2013-12-13 / Front Page

AIE registration needed to avoid long lines at post gates in January

By Sgt. 1st Class Kelly Jo Bridgwater
Fort Gordon Public Affairs Office


Using the AIE security system is similar to using an ATM. Simply swipe the registered military or Department of Defense identification card through the card reader for access to Fort Gordon. 
Photo by Sgt. 1st Class Kelly Jo Bridgwater / Fort Gordon Public Affairs Office Using the AIE security system is similar to using an ATM. Simply swipe the registered military or Department of Defense identification card through the card reader for access to Fort Gordon. Photo by Sgt. 1st Class Kelly Jo Bridgwater / Fort Gordon Public Affairs Office The Automated Installation Entry security system will take effect in less than five weeks, and for members of the Fort Gordon community that means taking time today that may save several minutes of delay at the gate come mid-January when the system officially goes into operation.
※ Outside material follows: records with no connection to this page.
PR #1387, opened 2026-01-04
AAxPP Shared sidebar

### LINKED ISSUE #1386: AA x PP Sidebar and ICSSC Footer
Port over the code from PeterPortal's [`branding-changes`](https://github.com/icssc/peterportal-client/blob/branding-changes/site/src/shared-components/SideNav.tsx) branch

xgraceyan:
> [!CAUTION]
> Do not merge until both AA and PP are ready

## Summary
Adds a shared sidebar to be used between AA and PP. Had to move some stuff (mostly colors) around so it can be used in AntAlmanac.

image
image

## Test Plan
- Ensure design is consistent with PeterPortal's sidebar
- Ensure sidebar looks good in both light and dark mode

## Issues

Closes #1386 partially (w/ about box)

### DIFF
--- a/apps/antalmanac/src/shared-components/SideNav.tsx
+++ b/apps/antalmanac/src/shared-components/SideNav.tsx
@@ -1,12 +1,11 @@
-import EventNoteIcon from '@mui/icons-material/EventNote';
-import RouteIcon from '@mui/icons-material/Route';
+import { EventNote, Route } from '@mui/icons-material';
 import { Paper, Stack, SxProps, Typography, useTheme } from '@mui/material';
 import Link from 'next/link';
 
 import { useIsMobile } from '$hooks/useIsMobile';
 import { useThemeStore } from '$stores/SettingsStore';
 
-const SideNav = () => {
+export const SideNav = () => {
     const isMobile = useIsMobile();
     const isDark = useThemeStore((store) => store.isDark);
     const theme = useTheme();
@@ -30,14 +29,14 @@ const SideNav = () => {
             <Stack direction="column" alignItems="center" sx={{ gap: '16px', paddingTop: '8px' }}>
                 <Link href="https://antalmanac.com" style={{ textDecoration: 'none' }}>
                     <Stack direction="column" alignItems="center">
-                        <EventNoteIcon fontSize="medium" />
+                        <EventNote fontSize="medium" />
                         <Typography fontSize={11}>Scheduler</Typography>
                     </Stack>
                 </Link>
 
                 <Link href="/" style={{ textDecoration: 'none' }}>
                     <Stack direction="column" alignItems="center" sx={{ color: isDark ? 'white' : 'black' }}>
-                        <RouteIcon fontSize="medium" />
+                        <Route fontSize="medium" />
                         <Typography fontSize={11}>Planner</Typography>
                     </Stack>
                 </Link>
@@ -45,5 +44,3 @@ const SideNav = () => {
         </Paper>
     );
 };
-
-export default SideNav;
--- a/apps/antalmanac/src/shared-components/SideNav.tsx
+++ b/apps/antalmanac/src/shared-components/SideNav.tsx
@@ -1,0 +1,50 @@
+import EventNoteIcon from '@mui/icons-material/EventNote';
+import RouteIcon from '@mui/icons-material/Route';
+import { Paper, Stack, SxProps, Typography, useTheme } from '@mui/material';
+import Link from 'next/link';
+
+import { useIsMobile } from '$hooks/useIsMobile';
+import { useThemeStore } from '$stores/SettingsStore';
+
+const SideNav = () => {
+    const isMobile = useIsMobile();
+    const isDark = useThemeStore((store) => store.isDark);
+    const theme = useTheme();
+
+    if (isMobile) {
+        return null;
+    }
+
+    const paperStyleOverrides: SxProps = {
+        height: '100%',
+        width: 64,
+        zIndex: 300,
+        top: 0,
+        left: 0,
+        borderRight: `1px solid ${theme.palette.divider}`,
+        borderRadius: 0,
+        flexShrink: 0,
+    };
+
+    return (
+        <Paper elevation={0} sx={paperStyleOverrides}>
+            <Stack direction="column" alignItems="center" sx={{ gap: '16px', paddingTop: '8px' }}>
+                <Link href="https://antalmanac.com" style={{ textDecoration: 'none', color: 'primary' }}>
+                    <Stack direction="column" alignItems="center">
+                        <EventNoteIcon fontSize="medium" />
+                        <Typography fontSize={11}>Scheduler</Typography>
+                    </Stack>
+                </Link>
+
+                <Link href="/" style={{ textDecoration: 'none' }}>
+                    <Stack direction="column" alignItems="center" sx={{ color: isDark ? 'white' : 'black' }}>
+                        <RouteIcon fontSize="medium" />
+                        <Typography fontSize={11}>Planner</Typography>
+                    </Stack>
+                </Link>
+            </Stack>
+        </Paper>
+    );
+};
+
+export default SideNav;
--- a/apps/antalmanac/src/shared-components/SideNav.tsx
+++ b/apps/antalmanac/src/shared-components/SideNav.tsx
@@ -28,7 +28,7 @@ const SideNav = () => {
     return (
         <Paper elevation={0} sx={paperStyleOverrides}>
             <Stack direction="column" alignItems="center" sx={{ gap: '16px', paddingTop: '8px' }}>
-                <Link href="https://antalmanac.com" style={{ textDecoration: 'none', color: 'primary' }}>
+                <Link href="https://antalmanac.com" style={{ textDecoration: 'none' }}>
                     <Stack direction="column" alignItems="center">
                         <EventNoteIcon fontSize="medium" />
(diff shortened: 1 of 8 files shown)


apps/antalmanac/src/shared-components/SideNav.tsx
```diff
@@ -0,0 +1,49 @@
...
+        top: 0,
+        left: 0,
+        borderRight: `1px solid ${theme.palette.divider}`,
+        borderRadius: 0,
+    };
+
+    return (
+        <Paper elevation={0} sx={paperStyleOverrides}>
+            <Stack direction="column" alignItems="center" sx={{ gap: '16px', paddingTop: '8px' }}>
+                <Link href="https://antalmanac.com" style={{ textDecoration: 'none' }}>
```
KevinWu098: issue: should this be antalmanac.com? why not "/"?

apps/antalmanac/src/shared-components/SideNav.tsx
```diff
@@ -0,0 +1,49 @@
...
+                        <RouteIcon fontSize="medium" />
+                        <Typography fontSize={11}>Planner</Typography>
+                    </Stack>
+                </Link>
+            </Stack>
+        </Paper>
+    );
+};
+
+export default SideNav;
```
KevinWu098: nit: we should prefer not using `default` exports when we can just export the component directly

apps/antalmanac/src/shared-components/SideNav.tsx
```diff
@@ -0,0 +1,49 @@
...
+import { useThemeStore } from '$stores/SettingsStore';
+
+const SideNav = () => {
+    const isMobile = useIsMobile();
+    const isDark = useThemeStore((store) => store.isDark);
+    const theme = useTheme();
+
+    if (isMobile) {
+        return null;
+    }
```
KevinWu098, line 18: question: have we figured out how we're going to handle navigation between the apps on mobile?

apps/antalmanac/src/shared-components/SideNav.tsx
```diff
@@ -0,0 +1,49 @@
+import EventNoteIcon from '@mui/icons-material/EventNote';
+import RouteIcon from '@mui/icons-material/Route';
```
KevinWu098:
```suggestion
import { EventNoteIcon, RouteIcon } from '@mui/icons-material';
```
Let's just have one import

KevinWu098 (changes requested):
Nice work. it would be good to link to the relevant source from PeterPortal, where we're getting this code.

Some comments below too

apps/antalmanac/src/shared-components/SideNav.tsx
xgraceyan: The side nav taken from peterportal just had this link to antalmanac.com. I lowkey have no idea if we agreed to have antalmanac as the root, or /scheduler, or what, but I'll link this to the root

apps/antalmanac/src/shared-components/SideNav.tsx
xgraceyan: Not sure, peterportal had it return null on mobile; we can maybe talk about this next meeting

apps/antalmanac/src/shared-components/SideNav.tsx
KevinWu098: Looking at the markup, planner is antalmanac, so for us, we would want to route to "/". Below, in the other button, rather than routing to "/", we'd want to route to peterpotal, right?

xgraceyan: Wait planner is antalmanac? I'm pretty sure we were Scheduler 😭

KevinWu098: Err yes, sorry planner is PP, yes. But regardless, the links should be corrected

xgraceyan: Should have fixed the links, just pointed the other one to peterportal.org lol

KevinWu098:
@xgraceyan Looks like Caden put up PeterPortal's version of how they're doing cross-app switching, which is in the mobile sidebar. I think we can implement it similarly. Can do it this PR, or in another PR pointing towards this one

https://github.com/icssc/peterportal-client/pull/917

xgraceyan:
@KevinWu098 Okay, i've added something similar here, let me know what you think:
image

KevinWu098:
> @KevinWu098 Okay, i've added something similar here, let me know what you think: image

How does it look at full width? rather than constrained

xgraceyan:
> How does it look at full width? rather than constrained
image
Like this? Only change is on hover

KevinWu098:
> > How does it look at full width? rather than constrained
> 
> image Like this? Only change is on hover

I think it looks good :). bit hard to tell since the image is cropped, admittedly, but i think it works!

CadenLee2:
This looks great! I have a few things to note:

1. Currently on [Planner](https://staging-917.peterportal.org/), we only show the link in the hamburger/profile menu if you're on mobile (it's hidden on desktop). Our rationale was that we want users to know the sidebar is the preferred form of navigation (as opposed to getting in the habit of going into the menu). I think it's up to you if you want to replicate that behavior or not.

> > How does it look at full width? rather than constrained
>
> Like this? Only change is on hover

2. I agree, this looks good

3. Also, I noticed from testing that the current Scheduler and Planner mobile breakpoints are different (~760px vs 840px), which definitely messes up the switching experience if you're on a screen in that range. Unfortunately, Planner in its current state can't reduce the mobile breakpoint by much. Would it be reasonable for us to compromise at some shared breakpoint like 800px?

4. Finally, Planner has a base Branding Changes branch and merging all merge-related changes into it before we finally merge to main (including not just small things like styling, but also things like updating the SST config). This is somewhat a question for @KevinWu098 , but is the plan to make this PR function in the same way? Because of the scope, I think it might make more sense to follow the pattern of having a new Branding Changes branch and merge this PR into that first, so that it can all be tested and merged to main at once when the time comes.

Edit: fixed numbers

KevinWu098:
> This looks great! I have a few things to note:
> 
> 
> 
> 1. Currently on [Planner](https://staging-917.peterportal.org/), we only show the link in the hamburger/profile menu if you're on mobile (it's hidden on desktop). Our rationale was that we want users to know the sidebar is the preferred form of navigation (as opposed to getting in the habit of going into the menu). I think it's up to you if you want to replicate that behavior or not.
> 
> 
> 
> > > How does it look at full width? rather than constrained
> 
> >
> 
> > Like this? Only change is on hover
> 
> 
> 
> 2. I agree, this looks good
> 
> 
> 
> 3. Also, I noticed from testing that the current Scheduler and Planner mobile breakpoints are different (~760px vs 840px), which definitely messes up the switching experience if you're on a screen in that range. Unfortunately, Planner in its current state can't reduce the mobile breakpoint by much. Would it be reasonable for us to compromise at some shared breakpoint like 800px?
> 
> 
> 
> 4. Finally, Planner has a base Branding Changes branch and merging all merge-related changes into it before we finally merge to main (including not just small things like styling, but also things like updating the SST config). This is somewhat a question for @KevinWu098 , but is the plan to make this PR function in the same way? Because of the scope, I think it might make more sense to follow the pattern of having a new Branding Changes branch and merge this PR 
into that first, so that it can all be tested and merged to main at once when the time comes.
> 
> 
> 
> Edit: fixed numbers

1. This makes sense to me
2. :) 
3. I'm not too sure about the breakpoints, but this should be workable (IIRC AA's breakpoint is pegged to the tailwind breakpoints, so it'b nice to deviate... but we can figure this out on a follow up PR?)
4. Yes, I agree

apps/antalmanac/src/shared-components/SideNav.tsx
```diff
@@ -0,0 +1,50 @@
...
+        <Paper elevation={0} sx={paperStyleOverrides}>
+            <Stack direction="column" alignItems="center" sx={{ gap: '16px', paddingTop: '8px' }}>
+                <Link href="/" style={{ textDecoration: 'none' }}>
+                    <Stack direction="column" alignItems="center">
+                        <EventNote fontSize="medium" />
+                        <Typography fontSize={11}>Scheduler</Typography>
+                    </Stack>
+                </Link>
+
+                {/* TODO: Fix PP link after merge */}
```
KevinWu098: nit (non-blocking): When writing TODOs, it is good practice to append the writer's name (or whomever is responsible) to the TODO (ex: `TODO (@KevinWu098)`. Serves to self-document who should deal with it

KevinWu098 (approved):
LGTM. I've gone ahead and created a branch, `scheduler`, which I've pointed this PR towards. 

Merge at will, but do make sure to log an issue for 1. the mobile breakpoints (see @CadenLee2's comments) and 2. updating the links. All of our changes related to the merge will go into this `scheduler` dev branch

KevinWu098:
@xgraceyan 
SCR-20260105-kmio

SCR-20260105-kmhr

The icons and font are different between the sidebar, could we get this fixed in this PR?

xgraceyan:
> @xgraceyan SCR-20260105-kmio
> 
> SCR-20260105-kmhr
> The icons and font are different between the sidebar, could we get this fixed in this PR?

Should be the same size now, I think our base font sizes are different which caused the inconsistency. Ideally I think our MUI config should be the same. Not sure what the difference in font is

KevinWu098:
Feel free to merge once you've created the appropriate issues from above! @xgraceyan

“In terms of the installation [people who work on Fort Gordon], I would have to say we’re only at 80 percent,” said Tom Scott, Directorate of Emergency Services security specialist. “The dependents and retirees, I cannot give you a number. That’s an unknown factor right now.”

According to Scott, AIE is being tested at the gates during non-peak hours giving customers the chance to try out the system and to assist DES with an idea of how many people have registered. Once a car pulls up to an access control point, the guard on duty will ask the customer if they have registered for AIE. If they say yes, they’re instructed to swipe their identification card. If they say no, the guard will let them know where they can get registered.

“Fifty percent of the people who come through [the gate] – military family members and retirees – have not registered,” said Scott. “They really need to take registration seriously and get it done now. If they wait until the last minute there will be long lines at the registration station, and it will make it difficult for the activation and make it difficult for them to get registered.”

It also means longer lines at the gate and time spent waiting to gain entrance to Fort Gordon.

“The more we do now the less issues we’ll have with delay time once we activate the system next month, Jan. 15, 2014,” said Scott. “A significant amount of people have not registered, but that is mostly retirees. We are reaching out to these people and informing them that they need to get registered.”

According to Scott, registration is easy.

“All they need is their ID card and to physically go to the registration site,” he said. “It takes about three to four minutes to register. People need to understand that if they are not registered by Jan. 15, 2014, we’re going to activate the system and people who come to the gate that aren’t registered will be forced to go through the visitor’s lane and you will be in a long line.”

Signs marking AIE and visitor’s lanes will soon be installed by the Directorate of Public Works. The lane markers are similar to those you see at a bank’s drive-thru service.

“Those signs have not been put up yet, but DPW is currently working to get those signs placed,” said Scott. “There will be two different signs that include lane numbers assigned above the canopy. This will let people know which lane will be activated for AIE. We will also have marquees placed near the gate letting people know that AIE is active.”

Service members who are scheduled to attend a course at Fort Gordon in the next six months can register for AIE during inprocessing.

“All personnel on temporary duty are supposed to inprocess at the administration office,” said Scott. “Incoming people whether TDY or not are getting registered whether permanently assigned or TDY status. There may be people who do not come to the office to inprocess; we need help from organizations and units to ensure that TDY personnel and permanently assigned personnel are registered.”

Registration is required for Department of Defense ID cards and includes the Common Access Card, used by active-duty military personnel, Department of the Army civilians, members of the Reserve and National Guard, contractors and DA retired civilians; and the Teslin card, which is used by military retirees, military family members and eligible disabled veterans.

Individual information captured during the registration process includes fingerprint, known as biometric information, a photograph, and the individual’s digital signature.

Registration locations include the Military Police section in Darling Hall, building 33720, room 151; the visitor control center at Gate 1, building 75; the National Security Agency visitor control center, or via mobile registration.